# new chapter



## TBforever (Jan 26, 2013)

i am soooo excited, found aggistment and hopefully in a week i will own miover!!!!!!!!

ill have my babyyyy back woohooo!


----------



## Sharpie (May 24, 2009)

Wow, congratulations!


----------



## TBforever (Jan 26, 2013)

thankyou, im soooooo excited! next loads of questions id have is how long will it take for hi to settle in, i wont be riding him as he will be very fresh, since he probably hasnt been touched in almost 2 weeks, and wait to he settles down and just do ground work, with someone helping me this time


----------



## Sharpie (May 24, 2009)

Remind me- how long have your been riding Miover? I rode my guy the day after he arrived at the barn I have him at. For my guy, since I had been riding him at his old place, it actually helped settle him in as it was part of his 'normal' routine for me to groom, tack him up and ride. Even though he was at a strange new place, me sticking to the routine we already had was relaxing and helpful for him. My guy is also a follower type horse, so having someone he trusted (me) tell him what to do allowed him to relax and just follow the leader for a while rather than having to be hypervigilant and worry about all the new, scary things. 

If you'll have help, definitely chat with them about the best way to settle Miover in- what works for one horse doesn't always work for another. Some horses do need time to quietly settle, others are best put to work right away- just depends on the individual horse and humans involved.  

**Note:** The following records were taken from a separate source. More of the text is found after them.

PR #909, opened 2024-11-30
Remove Data Centers button from Main Menu

Zanieon:
We actually don't use them at all, there's no reason for the button to stay there, plenty of people do actually think they connect into Northstar servers through them only because the button is still there, when in fact it has zero impact on anything.

### DIFF
--- a/Northstar.Client/mod/scripts/vscripts/ui/menu_main.nut
+++ b/Northstar.Client/mod/scripts/vscripts/ui/menu_main.nut
@@ -53,7 +53,7 @@ void function InitMainMenu()
 		AddMenuFooterOption( menu, BUTTON_A, "#A_BUTTON_SELECT", "" )
 	#endif // PC_PROG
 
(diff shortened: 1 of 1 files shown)


Zanieon:
Imma bypass the labels because it's literally one-line change, just gonna wait for people to approve so it can get merged.

NachosChipeados (approved):
Works fine, game doesn't magically explode when opening the main menu

ASpoonPlaysGames (changes requested):
This doesn't handle `-vanilla`

Granted, a lot of things currently dont handle it, but I'd rather not add more to the pile

ASpoonPlaysGames:
> @ASpoonPlaysGames Add the const to the compile check smh

Is it not there already? I won't be at my pc today, @GeckoEidechse any chance you could add it?

GeckoEidechse:
Sadly won't get the chance today :/
Also, how do I even do that? ^^"

ASpoonPlaysGames:
Oh wait this might need an update to the GH action

GeckoEidechse:
@ASpoonPlaysGames bump

ASpoonPlaysGames (approved):
Code looks good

So, uh, when might we get some pictures?


----------



## TBforever (Jan 26, 2013)

in a weeks time  for the pics LOL.

miover usually is fresh after 1 or 2 days w/o riding, so i can just imagine it now LOL


----------



## TBforever (Jan 26, 2013)

ive been riding him for maybe 4 to 6 months???


----------



## TBforever (Jan 26, 2013)

found a really nice, training facility for miover

Skyline Park Somersby ~ Professional Horse Equestrian


----------



## TBforever (Jan 26, 2013)

miover is in his new home..now i am concerned he is dropping weight..thankfully he will out of quarintine sometime next week, farriar is comming next week.

he will be sharing a paddock with 1 other horse which may help him to stop cribbing!!!

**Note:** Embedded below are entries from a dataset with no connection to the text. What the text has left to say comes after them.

Issue #885, opened 2024-09-23
Duplicate ragdolls with FP executions


NachosChipeados:
Sometimes the game will create a duplicate ragdoll of the executed npc. No idea if it also happens with players

https://github.com/user-attachments/assets/80c2ed07-2880-499b-876b-1df166568642

NachosChipeados:
Also found another bug: trying to execute a Spectre will crash
https://github.com/user-attachments/assets/12f7c126-0981-4c93-9539-dda79111085b

Alystrasz:
Can you give detailed instructions to reproduce this bug? Especially regarding the first person execution animations?
With default execution animations (third person), it seems executed NPCs aren't duplicated.

NachosChipeados:
1. Turn on first person executions
2. Join match
3. Execute npc. If its a Spectre, the game will crash. If it isn't, it will execute the npc but create a duplicate ragdoll. This double ragdoll issue only happens when first person executions are enabled, and also isn't unique to ``npc_soldier``, since it also happens with ``npc_pilot_elite`` (if you modify the code to allow them to be executed).

https://github.com/user-attachments/assets/66576180-a584-4b77-8374-1bb94c51947b

As you can see, no other mods were enabled when recording this

Alystrasz:
I can reproduce the issue.
Tbh I didn't know Northstar supported first person executions 😄

PR #910, opened 2024-11-30
Fix Spectre first person executions script error

NachosChipeados:
Fixes https://github.com/R2Northstar/Northstar/issues/418 and the Spectre part of https://github.com/R2Northstar/NorthstarMods/issues/885.

The reason this happens is because the fp executions code tries to find the ``"head"`` bodygroup, but Spectres have ``"removableHead"`` instead, so i fixed it by:

1. Decompiling the Spectre model
2. Renaming the ``"removableHead"`` bodygroup to ``"head"``
3. Replacing every instance in code of ``"removableHead"`` when referencing Spectres. The new code checks for ``"head"`` first, and then falls back to ``"removableHead"`` if it doesn't find it, so it shouldn't cause any issues if someone disables ``Northstar.Custom`` or uses a Spectre model that doesn't have this change

https://github.com/user-attachments/assets/9f1446cf-a161-408b-8f69-5e29ac968496

-``cl_spectre.nut`` was taken from ``englishclient_mp_common.vpk``
-``_ai_spectre.gnut`` was taken from ``englishclient_sp_timeshift_spoke02.vpk`` ( but it should be in any sp vpk )

I'd also like to note that Stalkers technically should have this issue as well, but we can't execute them so it doesn't really matter

### DIFF
--- a/Northstar.Client/mod/scripts/vscripts/client/cl_codecallbacks.gnut
+++ b/Northstar.Client/mod/scripts/vscripts/client/cl_codecallbacks.gnut
@@ -62,17 +62,9 @@ void function ClientCodeCallback_BodyGroupChanged( entity ent, int bodyGroupInde
 {
 //	PrintFunc( "entity " + ent + " index " + bodyGroupIndex + "newstate " + newState )
 
-	if ( IsSpectre( ent ) )
+	if ( IsSpectre( ent ) || IsStalker( ent ) )
 	{
 		if ( bodyGroupIndex == ent.FindBodyGroup( "head" ) || bodyGroupIndex == ent.FindBodyGroup( "removableHead" ) )
-		{
-			ModelFX_DisableGroup( ent, "foe_lights" )
-			ModelFX_DisableGroup( ent, "friend_lights" )
-		}
-	}
-	else if ( IsStalker( ent ) )
-	{
-		if ( bodyGroupIndex == ent.FindBodyGroup( "removableHead" ) )
 		{
 			ModelFX_DisableGroup( ent, "foe_lights" )
 			ModelFX_DisableGroup( ent, "friend_lights" )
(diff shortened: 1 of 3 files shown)


ASpoonPlaysGames:
Would it not be simpler to make our execution code fall back on `removeableHead` if `head` isn't found?

NachosChipeados:
> Would it not be simpler to make our execution code fall back on removeableHead if head isn't found? (And thus not need the rest of the changes)

Already thought about that, but i couldn't think of a good way to do it

ASpoonPlaysGames:
Potentially replace FORCE1P_PILOT_1P_HIDDEN_BODYGROUP with an array where we iterate over it and hide any bodygroups that we find?

NachosChipeados:
> where we iterate over it and hide any bodygroups that we find?

but thats the problem, we can't just tell it to hide *any* bodygroups because if the npc doesn't have them, we just run into the same issue again

https://github.com/user-attachments/assets/518269ff-54d4-45e9-8ba6-46c55ca6c656

Here, i got an error because grunts don't have `"removableHead"`
```
	array<string> hiddenBodygroupsArray = [ "head", "removableHead" ]

	foreach ( hiddenBodygroup in hiddenBodygroupsArray )
	{
		int bodygroupValue = 1
		if ( hiddenBodygroup == "torso" )
			bodygroupValue = 2
	
		// hide annoying bodygroup
		ownerProxy.SetBodygroup( ownerProxy.FindBodyGroup( hiddenBodygroup ), bodygroupValue )
		// don't play anim until later so we can do cleanup stuff
	}

```
I think there's definitely a better way to handle this entire thing, but i have no idea how else to do it

ASpoonPlaysGames:
Copied from discord: https://discord.com/channels/920776187884732556/950322078945538058/1313222452683210825
> @NachosChipeados re: https://github.com/R2Northstar/NorthstarMods/pull/910
> FindBodygroup returns -1 if the bodygroup doesnt exist

Could probably fairly easily prevent this code from crashing at all by checking the return value before trying to set the bodygroup, combined with the stuff I suggested should make a fairly robust way of doing this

i want him on 24/7 hay my only concern is i dont want the other horse eating his supply since its at my cost,

i dont know if im just worrying for nothing. i dont even know if i should get him a cribbing collor as he is eating the wood aswel


miover - YouTube
this is the quarintine area thats now destroyed by rain and now has no grass ugh

i cant ride him or work with him until he is out of quarintine..asoon as we can it will be back to lunging, and swimming if its nice day


----------



## TBforever (Jan 26, 2013)

had an awesome first lesson with new coach, we did alot of walking, halting, backing up, he listened, was calm,

he spooked when coach was fixing something and leadrope went on his nose, he broke the bale twne..prior to that he knocked over a huge metal gate fence, and it dropped with loud bang, he didnt even flinch lol
lucky as i was picking his hoofs.
tuesday, is my next lesson, i will be riding in the round pen yay very excitid!


----------



## TBforever (Jan 26, 2013)

well since, i just talk to myself on this site, i mosewell stick to journal,

ive been working on leading miover, i lead him to the arena which is a 10 to 20 minute walk, and walk him back....cars go past and not a single reaction

i need to just focus on where i want to go, and not focus on miover as we walk

the last lesson was focused on his new behaviour...backing up while mounting, which id assume was that saddle, which i NO longer have, didnt fit either of us
http://www.youtube.com/watch?v=WqNonQIKNoU










and ^^^ this was a lesson learned from ill fitting saddle for both of us,

i couldnt get my feet in stirips, and the saddle was pushing me forward in the the knee humps, was very uncomfortable, and i felt very vulnerable

so that saddle is back in the store where i got it, and sellling it on commission for $200, which gives me 170, since they get 15%


----------



## TBforever (Jan 26, 2013)

ahh the rain is now arrived, winter is deffinatley showing itself

i brought him a doona rug (cotton underneath. stable rug) and put his water proof one over the top

i want to learn to ride bareback as i dont have a saddle as the one i once had was deffinatley a no fitter,
ive been using the round yard, which is new to him

leading is becomming easier, since ive been leading him 10 to 20 mins walk to the round yard, the company horses are free range and are the very very first time he seen them he was okay seeing them to the arena, 2 hrs later went out the gate asoon as that gate open'ed he bolted to them,






all was fine, he was rejected from the herd and got a good bite to his sides, after 2 hrs of work, him sweating, he was still full of energy

after that he has been totally great to lead, he was iffy when walking down in the spot he took off, but didnt take much to get his attention again so that was good.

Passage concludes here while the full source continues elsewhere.